Depuis l’arrestation retentissante d’Eddy, ses anciens emplacements de parking de La City Ivandry ne sont plus associés à son nom dans les récits publics, mais ils continuent d’être utilisés et occupés par des véhicules et des personnalités puissantes ou connectées, souvent avec des gardes du corps visibles. Les anciennes places montrent les nouveaux visages. Cela dit : il n’y a pas de preuve publique qu’une société précise ait hérité des « anciens parkings d’Eddy », ni que ces espaces aient été transférés ou attribués à un opérateur direct lié aux réseaux économiques illégaux. Autrement dit, il s’agit moins d’un héritage « ex nihilo » des biens d’Eddy qu’une réappropriation symbolique spontanée par les élites, des véhicules de dirigeants, d’hommes d’affaires familiers du pouvoir, stationnant là où, jadis, le baron de l’ombre avait conduit ses affaires.

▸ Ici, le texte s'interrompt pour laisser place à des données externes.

PR #3357, opened 2020-05-21
Update to Python 3 and Ruby 2.5 Buster image

lvreynoso:
# Description

Installs Python 3 on the Docker image for web. The base image is changed to `2.5-buster` to make Python 3.7 available.

Python 2 is long out of date and now officially unsupported. However the immediate motivation for this change is for the pipeline visualization work. With the pipeline's workflow described in WDL, parsing the workflow via miniwdl requires Python 3.6+, which `2.5-stretch` does not support.

# Notes

Part of pipeline visualization work for step function compatibility.

# Tests

* Server side tests pass, Travis YML updated
* No client side code changed

### DIFF
--- a/.travis.yml
+++ b/.travis.yml
@@ -29,7 +29,7 @@ jobs:
         - redis
       before_install:
         # Install python and dependencies
-        - source ~/virtualenv/python2.7/bin/activate
+        - source ~/virtualenv/python3.7/bin/activate
         - pip install -r requirements.txt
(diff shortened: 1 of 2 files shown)


lvreynoso:
There is one Python script we have: `idd2wdl.py` for converting dag json files to wdl files. That script is for Python 3 anyways.

I saw the `mysql-client` package was removed and replaced it with the `default-mysql-client`, which is a MariaDB client. From my understanding, our version of MySQL is so old that we shouldn't have any issues (and I haven't had any so far).

PR #3364, opened 2020-05-28
[IDSEQ-2724] Bad count badge locations in heatmap

ovalenzuela19:
# Description
The count badges for taxon categories and threshold filters were below where they should be.
To view the discussion thread, check out the JIRA ticket [here](https://jira.czi.team/browse/IDSEQ-2724)

# Notes
Decreased the space between filter dropdowns to the same as the report page
Changed "taxon categories" to "categories" as it is on the report page to match and to give it more space. (as a result of discussion thread)

# Tests
Create a heatmap with any # samples and add threshold filters and/or category filters

### DIFF
--- a/app/assets/src/components/ui/controls/dropdowns/common/DropdownTrigger.jsx
+++ b/app/assets/src/components/ui/controls/dropdowns/common/DropdownTrigger.jsx
@@ -17,6 +17,8 @@ class DropdownTrigger extends React.Component {
       placeholder,
     } = this.props;
 
+    const hasBadgeCount =
+      label === "Threshold Filters:" || label === "Categories:";
     return (
       <div
         className={cx(
@@ -29,7 +31,7 @@ class DropdownTrigger extends React.Component {
         )}
         onClick={onClick}
       >
-        <div className={cs.labelContainer}>
+        <div className={cx(cs.labelContainer, hasBadgeCount && cs.badgeCount)}>
           {label && <span className={cs.label}>{label}</span>}
           <span className={cx(value === null && cs.placeholder)}>
             {value || placeholder}
--- a/app/assets/src/components/views/compare/SamplesHeatmapView/SamplesHeatmapControls.jsx
+++ b/app/assets/src/components/views/compare/SamplesHeatmapView/SamplesHeatmapControls.jsx
@@ -84,7 +84,7 @@ export default class SamplesHeatmapControls extends React.Component {
         onChange={this.onCategoryChange}
         selectedOptions={this.props.selectedOptions.categories}
         selectedSuboptions={this.props.selectedOptions.subcategories}
-        label="Taxon Categories"
+        label="Categories"
         disabled={this.props.loading || !this.props.data}
       />
     );
@@ -160,12 +160,12 @@ export default class SamplesHeatmapControls extends React.Component {
   };
 
   renderThresholdFilterSelect() {
+    const { options, selectedOptions } = this.props;
     return (
       <ThresholdFilterDropdown
-        options={this.props.options.thresholdFilters}
-        thresholds={this.props.selectedOptions.thresholdFilters}
+        options={options.thresholdFilters}
+        thresholds={selectedOptions.thresholdFilters}
         onApply={this.onThresholdFilterApply}
-        disabled={this.props.loading || !this.props.data}
       />
     );
   }
@@ -477,14 +477,13 @@ export default class SamplesHeatmapControls extends React.Component {
             <div className="col">{this.renderFilterTags()}</div>
           </div>
         )}
-        {!loading &&
-          displayFilterStats && (
-            <div className={cx(cs.filterRow, "row")}>
-              <div className={cx(cs.statsRow, "col")}>
-                {this.renderFilterStatsInfo()}
-              </div>
+        {!loading && displayFilterStats && (
+          <div className={cx(cs.filterRow, "row")}>
+            <div className={cx(cs.statsRow, "col")}>
+              {this.renderFilterStatsInfo()}
             </div>
-          )}
+          </div>
+        )}
         <Divider />
       </div>
     );
--- a/app/assets/src/components/views/compare/SamplesHeatmapView/samples_heatmap_view.scss
+++ b/app/assets/src/components/views/compare/SamplesHeatmapView/samples_heatmap_view.scss
@@ -22,13 +22,13 @@
 
     .filterRow {
       margin-top: $space-l;
-      margin-bottom: $space-s;
+      margin-bottom: $space-l;
     }
 
     .filterTagsList {
       margin-bottom: $space-l;
       .filterTag {
-        margin-right: 6px;
+        margin-right: $space-xs;
 
         &:last-child {
           margin-right: 0;
--- a/app/assets/src/components/ui/controls/dropdowns/common/dropdown_trigger.scss
+++ b/app/assets/src/components/ui/controls/dropdowns/common/dropdown_trigger.scss
@@ -32,6 +32,11 @@
     white-space: nowrap;
   }
 
+  .badgeCount {
+    display: flex;
+    justify-content: space-between;
+  }
+
   .label {
     font-weight: 600;
     margin-right: 5px;
--- a/app/assets/src/components/ui/controls/dropdowns/threshold_filter_dropdown.scss
+++ b/app/assets/src/components/ui/controls/dropdowns/threshold_filter_dropdown.scss
@@ -2,10 +2,6 @@
 @import "~styles/typography";
 
 :global(.ui):global(.dropdown).thresholdFilterDropdown {
-  .dropdownLabel {
-    margin-left: 6px;
-  }
-
   &:global(.active) {
     .dropdownTrigger {
       border: 1px solid $primary-light;


MarkAZhang:
Doing a quick review!

ovalenzuela19:
Update: I have to make some new changes to make the spacing between the filters similar to the sample report filters, create ellipses on threshold and category filters, and remove the badge count when it reaches the point where it can't be fully displayed

app/assets/src/components/ui/controls/dropdowns/common/DropdownTrigger.jsx
```diff
@@ -17,6 +17,8 @@ class DropdownTrigger extends React.Component {
       placeholder,
     } = this.props;
 
+    const hasBadgeCount =
+      label === "Threshold Filters:" || label === "Categories:";
```
MarkAZhang, line 21: A hard-coded conditional like this is error prone. If someone adds another dropdown that doesn't have label Threshold Filters or Categories, this code won't work for it and the bug will re-appear. The chance of that happening is quite high.

It looks like the cases we want to catch are ones where `<DropdownLabel>` is passed in as `this.props.value`. A better approach would be to check if `value` is a `DropdownLabel` component:
```
const hasDropdownLabel = get('type.name', this.props.value) === "DropdownLabel".
```
We use `get` from `lodash/fp` instead of doing `this.props.value.type.name` because if `value` is a string this second expression will fail.

I could add a comment explaining why we're taking this approach.
"When a DropdownLabel is passed in as the value, we need to add special styling so that the DropdownTrigger displays properly for narrow widths."

ovalenzuela19: This is great feedback! Thank you!! @MarkAZhang

happyimadesignr:
@ovalenzuela19 do you know if these changes affect any of the other filters in any unexpected way, say on the report page?

ovalenzuela19:
> @ovalenzuela19 do you know if these changes affect any of the other filters in any unexpected way, say on the report page?


> @ovalenzuela19 do you know if these changes affect any of the other filters in any unexpected way, say on the report page?

It did actually affect the samples report page! Thank's for bringing this up! I just added conditional hiding of the badge count

app/assets/src/components/ui/controls/dropdowns/common/DropdownTrigger.jsx
```diff
@@ -1,9 +1,53 @@
...
+  }
+
+  componentWillUnmount() {
+    if (this.resizeObserver) {
+      this.resizeObserver.disconnect();
+    }
+  }
+
+  handleFilterResize = labelContainers => {
+    const labelContainerWidth = labelContainers[0].contentRect.width - 3.7; // -3.7 removes padding
```
MarkAZhang: I would use `this.labelContainerRef.current.offsetWidth` here, just so that you're using the same method to fetch both widths. Generally better to use one approach instead of two if they're the same.

Also. it seems that the `3.7` and `1` values here are related to the padding. This seems to correspond to `margin-right: 5` for `.label` in the CSS. Maybe you can factor it out into a single variable with a comment (to make it a little cleaner):
```
// See dropdown_trigger.scss
const labelTextMarginRight = 5;
```

app/assets/src/components/ui/controls/dropdowns/common/DropdownTrigger.jsx
```diff
@@ -1,9 +1,53 @@
...
+    const labelTextWidth = this.labelRef.current.offsetWidth + 1;
+    const badgeCountWidth = 24;
```
MarkAZhang, line 37: I would add a comment `badge count width set by semantic-ui` so people understand where this value is ultimately coming from.

app/assets/src/components/ui/controls/dropdowns/common/DropdownTrigger.jsx
```diff
@@ -1,9 +1,53 @@
...
+
+    // If there's not enough space for the labelText + badgeCount hide, else show;
+    labelContainerWidth <= labelTextWidth + badgeCountWidth
```
MarkAZhang, line 40: Nit:
```
const hideDropdownLabel = labelContainerWidth <= labelTextWidth + badgeCountWidth;
this.setState({ hideDropdownLabel })
```

app/assets/src/components/views/compare/SamplesHeatmapView/SamplesHeatmapControls.jsx
```diff
@@ -160,12 +160,12 @@ export default class SamplesHeatmapControls extends React.Component {
...
   renderThresholdFilterSelect() {
+    const { options, selectedOptions } = this.props;
     return (
       <ThresholdFilterDropdown
-        options={this.props.options.thresholdFilters}
-        thresholds={this.props.selectedOptions.thresholdFilters}
+        options={options.thresholdFilters}
+        thresholds={selectedOptions.thresholdFilters}
         onApply={this.onThresholdFilterApply}
-        disabled={this.props.loading || !this.props.data}
```
MarkAZhang, line 168: Did you mean to remove this disabled prop?

app/assets/src/components/ui/controls/dropdowns/common/DropdownTrigger.jsx
```diff
@@ -29,9 +77,27 @@ class DropdownTrigger extends React.Component {
...
-          <span className={cx(value === null && cs.placeholder)}>
+        <div
+          className={cs.labelContainer}
+          ref={hideBadgeIfInsufficientSpace && this.labelContainerRef}
+        >
+          {label && (
+            <span
+              className={cx(
+                cs.label,
+                hideBadgeIfInsufficientSpace && cs.disableMarginRight
```
MarkAZhang, line 88: Do you need disableMarginRight? It seems like the behavior is the same whether you disable it or not.

app/assets/src/components/ui/controls/dropdowns/MultipleNestedDropdown.jsx
```diff
@@ -239,6 +239,7 @@ class MultipleNestedDropdown extends React.Component {
         label={labelText}
         value={label}
         rounded={this.props.rounded}
+        hideBadgeIfInsufficientSpace={this.props.hideBadgeIfInsufficientSpace}
```
MarkAZhang, line 242: Make sure to add `hideBadgeIfInsufficientSpace` to the propTypes of all the relevant components.

app/assets/src/components/views/compare/SamplesHeatmapView/SamplesHeatmapControls.jsx
```diff
@@ -160,12 +161,13 @@ export default class SamplesHeatmapControls extends React.Component {
...
+        hideBadgeIfInsufficientSpace={true}
```
MarkAZhang, line 170: Nit: You can just do `hideBadgeIfInsufficientSpace` instead of `hideBadgeIfInsufficientSpace={true}`

app/assets/src/components/views/compare/SamplesHeatmapView/samples_heatmap_view.scss
```diff
@@ -22,13 +22,26 @@
 
     .filterRow {
       margin-top: $space-l;
-      margin-bottom: $space-s;
+      margin-bottom: $space-l;
+      margin-right: 10px !important;
```
MarkAZhang, line 26: Not sure why you need `10px !important` here. It's not in the original styling.

app/assets/src/components/views/compare/SamplesHeatmapView/samples_heatmap_view.scss
```diff
@@ -22,13 +22,26 @@
...
+    }
+
+    .filterElement {
+      display: inline-flex;
```
MarkAZhang, line 30: I don't think you need all of this styling. The following seems sufficient:
```
.filterRow {
  display: flex;
}

.filterElement {
  width: 16.66%;
  padding: 0 10px;
}
```

(`16.66%` looks a little better than the long decimal. Also, the previous styling seems to have `padding: 0 10px`)

app/assets/src/components/ui/controls/dropdowns/common/DropdownTrigger.jsx
ovalenzuela19: Yes I need disableMarginRight because otherwise the margin messes up `const labelTextWidth = this.labelRef.current.offsetWidth;` and I would have to add in `-3.7` again

app/assets/src/components/views/compare/SamplesHeatmapView/samples_heatmap_view.scss
ovalenzuela19: I just added "col s2" back & removed .filterElement

ovalenzuela19: I left `.filterRow` as is because I added back in `"col s2"` from Materialize.css. If I were to add in the `display.flex` and remove the margin-top and bot, it messes up the structure of filters

app/assets/src/components/ui/controls/dropdowns/common/DropdownTrigger.jsx
```diff
@@ -1,9 +1,56 @@
...
+    };
+  }
+
+  componentDidMount() {
+    const { value, hideBadgeIfInsufficientSpace } = this.props;
+
+    if (hideBadgeIfInsufficientSpace) {
+      const hasDropdownLabel = get("type.name", value) === "DropdownLabel";
+      if (
+        hasDropdownLabel &&
```
MarkAZhang, line 27: Looks like there's a bug here.

If the Dropdown starts out with no DropdownLabel (because no options are selected), but then you select an option, the resize code will not run (and you'll get the same bug as before). This is because you have a hasDropdownLabel guard around the resize observer here, and componentDidMount only runs when the component is initialized. (componentDidUpdate is the one that runs whenever the props update)

The least complex solution (but it is slightly less performant) is to take the hasDropdownLabel guard, and move it into `handleFilterResize`. So the resizeObserver always gets registered, but the resize code only runs when a DropdownLabel is passed in.

app/assets/src/components/ui/controls/dropdowns/common/DropdownTrigger.jsx
```diff
@@ -50,6 +116,13 @@ DropdownTrigger.propTypes = {
   disabled: PropTypes.bool,
   erred: PropTypes.bool,
   onClick: PropTypes.func,
+
+  /*
+  This prop is needed because we handle filter layout differently on different pages.
```
MarkAZhang, line 121: Having looked at the code a bit more, I would suggest adding "This prop should only be used when a DropdownLabel (a.k.a. the "badge") is passed in as the value." To make it more clear that this is meant for DropdownLabels, and the badge refers to the DropdownLabel.

ovalenzuela19:
> LGTM! Great work.

@MarkAZhang Thanks so much for your comments!!

PR #3365, opened 2020-05-28
Use border radius variables

tfrcarvalho:
# Description

* Define border radius variables and replace hard coded values

# Tests

* Browsed to the web to spot any visual anomalies.


tfrcarvalho:
> 1. app/assets/src/components/common/Heatmap/row_group_legend.scss

You have to sort the heatmap by genus and then hover the row labels.

> 1. &::-website-scrollbar (in "app/assets/src/components/ui/controls/dropdowns/bare_dropdown.scss")

It controls the border radius of the whole scrollbar (the background portion). You can see it in one of the dropdowns on the report page I believe. Look for class `innerMenu`.

> 1. .tooltip (in "app/assets/src/styles/_header.scss")

I cannot find usages of this class anymore.

> 1. app/assets/src/styles/_login.scss

Yes, I believe these are not used anymore. It was the old login page.

happyimadesignr:
@Janeece Heads up, I think we're just supposed to approve in the comments vs in the UI b/c approving in the UI allows it to merge I believe? @tfrcarvalho is this correct?

tfrcarvalho:
> @Janeece Heads up, I think we're just supposed to approve in the comments vs in the UI b/c approving in the UI allows it to merge I believe? @tfrcarvalho is this correct?

Technically yes, it bypasses approval by an engineer. But it is ok to approve anyway. :)

tfrcarvalho:
> @tfrcarvalho do you think we should remove the css that is no longer in use?

I can. I am trying to avoid deleting the code on the same PR since that can makes some of these changes harder. I will need to check if only that class is unused or if i should delete the whole file.
I will take a look and how obvious this case is and maybe delete it.

tfrcarvalho:
@Janeece, I was wrong. The login border radius is still in use in the forgot password page: https://idseq.net/users/password/new

Janeece:
> @Janeece, I was wrong. The login border radius is still in use in the forgot password page: https://idseq.net/users/password/new.
> These misses is why i am trying to avoid deleting right now. :)

Makes sense to me to remove things separately (and what a timely example!).  
I'm good with all of the updates, and approve. 

Sounds like usual approval procedure is to approve in a comment like this, so I'll just follow that. (but let me know if there's anything else needed from me).

PR #3366, opened 2020-05-29
Fix pipeline vix downloads for SFN runs

tfrcarvalho:
# Description

* Fix download paths for files exposed through the pipeline viz.

# Notes

Screen Shot 2020-05-28 at 10 53 31 PM

# Tests

* Open pipeline viz and verify that the links to the files are available and the user is able to download the file.


tfrcarvalho:
cc: @katrinakalantar

PR #3374, opened 2020-06-04
[IDSEQ-2769] Table headers overlap when the right side panel is opened or window size changes.

ovalenzuela19:
# Description
Table headers overlap when the right side panel is opened.

# Notes
Parent container contains the BaseTable with AutoSizer did not update width and height as expected. Setting the width & height of the parent container to 100% fixed the bug.

# Tests
Steps to Reproduce

1. Navigate to the All Data tab
2. Search for "aoeu"
3. Click the tab Samples** 
4. Shrink the window size by dragging the far right side of the browser OR expand the right side panel by clicking the blue info button. Also try expanding the window to full size and shrinking it.

### DIFF
--- a/app/assets/src/components/views/samples/samples_view.scss
+++ b/app/assets/src/components/views/samples/samples_view.scss
@@ -13,7 +13,6 @@
     flex: 1 0 auto;
     display: flex;
     flex-direction: column;
-    width: 100%;
     height: 100%;
   }
 
--- a/app/assets/src/components/views/samples/samples_view.scss
+++ b/app/assets/src/components/views/samples/samples_view.scss
@@ -13,6 +13,8 @@
     flex: 1 0 auto;
     display: flex;
     flex-direction: column;
+    width: 100%;
+    height: 100%;
   }
 
   .map {
--- a/app/assets/src/components/views/samples/samples_view.scss
+++ b/app/assets/src/components/views/samples/samples_view.scss
@@ -13,7 +13,6 @@
     flex: 1 0 auto;
     display: flex;
     flex-direction: column;
-    height: 100%;
   }
 
   .map {
--- a/app/assets/src/components/visualizations/table/BaseTable.jsx
+++ b/app/assets/src/components/visualizations/table/BaseTable.jsx
@@ -222,7 +222,10 @@ class BaseTable extends React.Component {
     const { activeColumns, columns } = this.state;
     const columnOrder = activeColumns || map("dataKey", columns);
     return (
-      <div className={cs.tableContainer}>
+      <div
+        className={cs.tableContainer}
+        style={{ flexBasis: defaultHeaderHeight }}
+      >
         <AutoSizer>
           {({ width, height }) => (
             <VirtualizedTable


app/assets/src/components/views/samples/samples_view.scss
```diff
@@ -13,6 +13,8 @@
     flex: 1 0 auto;
     display: flex;
     flex-direction: column;
+    width: 100%;
+    height: 100%;
```
tfrcarvalho, line 17: You should not need this... and can get tricky to mix flex grow with setting height this way. Why is height affecting this issue?

ovalenzuela19: The height is affecting this issue because it gets stuck once you expand the page to the entire window, just like the width does. If I just add in `width: 100%`, the bug persists

ovalenzuela19: I can't figure out why it works. I'm trying to find out why

ovalenzuela19: Found why adding the `height:100%` worked. At first the AutoSizer was setting a height of 0. After reading `usingAutoSizer.md` from reactVirtualized, I found that:

> AutoSizer expands to fill its parent but it will not stretch the parent. This is done to prevent problems with flexbox layouts. If AutoSizer is reporting a height (or width) of 0- then it's likely that the parent element (or one of its parents) has a height of 0. One easy way to test this is to add a style property (eg background-color: red;) to the parent to ensure that it is the correct size. (eg You may need to add height: 100% or flex: 1 to the parent.)

tfrcarvalho: i guess my question is why the parent was not stretching. It already has flex-grow of 1 - the first parameter of `flex: 1 0 auto`.

ovalenzuela19: I have no clue why it wasn't stretching. What's really weird is that `.table, .map` is under `.container` which contains `display: flex;
  flex-direction: column;
  height: 100%;
  flex: 1 0 auto;`

tfrcarvalho: Yeah, seems like a weird interaction with autosizer. Let me take a quick look later today, just to make sure there are no secondary effects.

ovalenzuela19: Sounds good! Thanks for your comments!

tfrcarvalho: This works a bit by chance... 
This only works because we are setting a minimal height for the `dataContainer` element outside. In the samples view, the toolbar takes over most of that space and the fact that the header of the table does not fit in the remainder of the space seem to affect how the table is rendered.
For instance if you inspect the banner you will see that the element overlaps with the header of the table.

Let's instead try changing the `div.tableContainer` in `BaseTable` to set `flex-basis` based on the 
header height like:

```
<div className={cs.tableContainer} style={{flexBasis: defaultHeaderHeight}}>
```

I think this will enforce that minimum size required for the table.
Let me know if it works

ovalenzuela19:
Ah this makes sense... That works! @tfrcarvalho thanks so much!

PR #3381, opened 2020-06-05
IDSEQ-2526 - Allow deploy script to work in idseq-prod account

davidrissato:
# Description

Change the deployment script to use the correct cluster name in idseq-prod.

# Tests

* Manual tests

### DIFF
--- a/bin/deploy
+++ b/bin/deploy
@@ -13,7 +13,10 @@ end
 
 env = ARGV.shift
 image = ARGV.shift
-cluster = if env == "sandbox"
+
+aws_account_alias = JSON.parse(`aws iam list-account-aliases --output json --query "AccountAliases[0]"`)
+
+cluster = if env == "sandbox" or aws_account_alias == "idseq-prod"
             "idseq-#{env}-ecs"
           else
             # TODO(2020-01-23): Rename staging/prod clusters to new format (IDSEQ-2155).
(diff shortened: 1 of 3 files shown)


bin/deploy
```diff
@@ -13,7 +13,10 @@ end
...
 env = ARGV.shift
 image = ARGV.shift
-cluster = if env == "sandbox"
+
+aws_account_alias = JSON.parse(`aws iam list-account-aliases --output json --query "AccountAliases[0]"`)
+
+cluster = if env == "sandbox" or aws_account_alias == "idseq-prod"
             "idseq-#{env}-ecs"
           else
             # TODO(2020-01-23): Rename staging/prod clusters to new format (IDSEQ-2155).
```
tfrcarvalho, line 22: nit: should we update this comment, since prod is just going to be removed.

davidrissato: Maybe, but it is worth pointing out the comment still valid. `prod` still there, and `staging` is not following the new format either

davidrissato:
@tfrcarvalho  I realized there are 2 other commands that I need to update, I'll make changes to this PR in a few minutes.

bin/deploy
tfrcarvalho: What meant is that we should change it to mention staging only. Prod should simply be removed after (we should not spend time renaming it anymore)

PR #3384, opened 2020-06-08
[IDSEQ-2850] [Firefox] Scrolling creates large white gap in Heatmap between metadata and taxa rows

ovalenzuela19:
Signed-off-by: ovalenzuela19 <ovalenzuela@chanzuckerberg.com>

# Description
When using the heatmap on Firefox, trying to scroll creates a large white gap between metadata row and taxa rows.

# Notes
Firefox does not support event.wheelDeltaX or event.wheelDeltaY
We can use event.deltaY instead, as all browsers support that.
https://developer.mozilla.org/en-US/docs/Web/API/WheelEvent/deltaX

# Tests
Open Firefox
Create a heatmap with any number of samples
Scroll in any direction

### DIFF
--- a/app/assets/src/components/visualizations/heatmap/Heatmap.js
+++ b/app/assets/src/components/visualizations/heatmap/Heatmap.js
@@ -478,8 +478,7 @@ export default class Heatmap {
     );
 
     // Set up space bar+click to pan behavior.
-    d3
-      .select("body")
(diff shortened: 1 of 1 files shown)


ovalenzuela19:
Just checked in with @happyimadesignr and this does not need review from her

PR #3386, opened 2020-06-08
[IDSEQ-1913][QA] Remove sortable style from columns that do not sort data

ovalenzuela19:
Signed-off-by: ovalenzuela19 <ovalenzuela@chanzuckerberg.com>

# Description
List headers showed inconsistent behavior (some with chevrons, text effects, or lack of both)

# Notes
Table headers "Project", "Created On", and "No. of Samples" appear as if they're clickable and did not have disableSort set to true. 
"Project" is a special case and required some added styling that .sortableHeader offers because it needs to be aligned left and not center.

# Tests
Steps to reproduce:

1. Go to projects
2. At Projects list (you are on the Projects tab, viewing a list of all Projects), mouseover column headers
3. Observe column header behavior

### DIFF
--- a/app/assets/src/components/visualizations/table/BaseTable.jsx
+++ b/app/assets/src/components/visualizations/table/BaseTable.jsx
@@ -113,10 +113,13 @@ class BaseTable extends React.Component {
             content={label}
           />
         )}
-        <SortIcon
-          sortDirection={sortDirection === "ASC" ? "ascending" : "descending"}
-          className={cx(cs.sortIcon, sortBy === dataKey && cs.active)}
-        />
+        {/* Commenting out because we don't have any sorting functionality right now.
+          TODO(omar): Uncomment when sorting functionality becomes live.
+          <SortIcon
+            sortDirection={sortDirection === "ASC" ? "ascending" : "descending"}
+            className={cx(cs.sortIcon, sortBy === dataKey && cs.active)}
+          />S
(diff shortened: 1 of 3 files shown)


app/assets/src/components/visualizations/table/BaseTable.jsx
```diff
@@ -65,9 +65,10 @@ class BaseTable extends React.Component {
     });
   }
 
-  basicHeaderRenderer({ columnData, label }) {
+  basicHeaderRenderer({ dataKey, columnData, label }) {
```
j-x-han, line 68: This actually isn't necessary to ensure the Project label is left-aligned, see the below comment

app/assets/src/components/visualizations/table/base_table.scss
```diff
@@ -40,6 +40,14 @@
   justify-content: center;
   text-align: center;
 
+  .projectHeader {
```
j-x-han, line 43: A more concise way to do this would be to edit the existing `.projectHeader` class in `projects_view.scss` and add `text-align: left`. That `.projectHeader` is already getting passed into the column's `headerClassName` in `ProjectsView.jsx` and will ensure the label is getting aligned to the left. You can see how this is done for the Samples tab! (See `.sampleHeader` in `SamplesView.jsx` and `samples_view.scss`)

PR #1371, opened 2024-05-17
empty paths don't error in lenient mode

### LINKED ISSUE #1370: `core.excludesFile` config entry exists but has blank value causes error: is this considered a bug or expected behavior?
I encountered this error when building docs using `cargo doc` for my project. I did some digging. and managed to locate where the error originated: in `config::Cache::excludes_file()` it calls `self.trusted_file_path()` to get the path for the EXCLUDES_FILE:

https://github.com/Byron/gitoxide/blob/d3588ca4fe0364c88e42cdac24ceae548355d99d/gix/src/config/cache/access.rs#L208-L212

in `trusted_file_path()`, `self.resvoled.path_fillter(...)` returns a value of `Some("")` (it's actual type is `Path` not `&str` but you get the point) which cause `path.interpolate(ctx)` to return an `Err(interpolate::Error)`:

https://github.com/Byron/gitoxide/blob/d3588ca4fe0364c88e42cdac24ceae548355d99d/gix/src/config/cache/access.rs#L222-L232

--------

it turns out in my git config file, there exists an entry for `core.excludesfile`, but it's value is blank:

```text
[core]
	excludesfile =
```

I don't remember how it came to be, I think this might be a leftover by the SourceTree GUI app.

and I'm not sure if this is expected behavior or misbehavior, but apparently `libgit2` didn't treat this as an error case.

I guess another way to state question is, should `path_filter()` return `Some("")` or should it return `None` for an blank path?

Byron:
When using `gix::open_opts(path, options.strict_config(false))`, empty `core.excludesFile` values will not cause an error anymore.

Note that in strict mode, the behaviour is unchanged so invalid configuration can rather be fixed than ignored.

Fixes #1370 .


EliahKagan:
[The Windows test failure](https://github.com/Byron/gitoxide/actions/runs/9123648565/job/25086429126?pr=1371) is due to https://github.com/nextest-rs/nextest/issues/1493 (see also https://github.com/rust-lang/rustup/issues/3825). Rerunning the test should produce the same error (though I agree with doing so, just to be sure). It is not specific to the code in this PR, also occurring when formerly successful checks on the main branch are rerun, and locally. I have also verified, both locally and on CI, that it is also not related to any recent changes in `gix-macros`.

Until a proper fix is released, it should be possible to fix it by setting `RUSTUP_WINDOWS_PATH_ADD_BIN=1`, as in https://github.com/ruffle-rs/ruffle/pull/16342. I'll open a pull request here in gitoxide with that workaround shortly, so PRs such as this one can move forward until an upstream fix is available.

Byron:
Thanks a lot for your help here - incredible how fast you figured that out, I was still puzzled.

I'd be happy to wait until your PR is merged to fix this one.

La disparition d’Eddy des écrans radar après son arrestation, puis sa condamnation en 2019 à cinq ans de prison ferme et à une très lourde amende, marque un tournant juridique important, mais pas nécessairement un renversement de la logique sociale qui a permis à des fortunes illicites de prospérer. Les parkings d’Ivandry, autrefois un décor secondaire, prennent aujourd’hui la place de cette tragédie : ils sont un théâtre ouvert où se rejouent quotidiennement les tensions entre richesse visible et justice invisible, entre espaces publics et pouvoir privé. Et si ces parkings n’ont pas de « nouveau propriétaire mystique », ils demeurent un symbole immobile de ce que le pays n’a pas encore résolu : une redistribution claire (et publique) des places, dans la société comme dans l’économie, entre ceux qui respectent les règles et ceux qui se pensent … au-dessus d’elles.